# Task description
On how many lines of the records below does the string "Image" appear? Reply with only the number.

# Data for this task
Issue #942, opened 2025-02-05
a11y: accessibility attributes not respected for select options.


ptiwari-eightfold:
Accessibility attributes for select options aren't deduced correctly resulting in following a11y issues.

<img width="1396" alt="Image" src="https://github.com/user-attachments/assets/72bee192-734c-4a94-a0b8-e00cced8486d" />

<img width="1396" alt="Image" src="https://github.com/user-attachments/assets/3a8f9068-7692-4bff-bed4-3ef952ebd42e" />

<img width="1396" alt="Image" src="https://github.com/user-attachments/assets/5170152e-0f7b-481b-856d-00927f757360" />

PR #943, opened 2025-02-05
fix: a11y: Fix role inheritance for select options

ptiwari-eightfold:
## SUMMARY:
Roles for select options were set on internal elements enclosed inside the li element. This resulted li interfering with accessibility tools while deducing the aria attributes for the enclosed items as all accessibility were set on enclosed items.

# Response below
3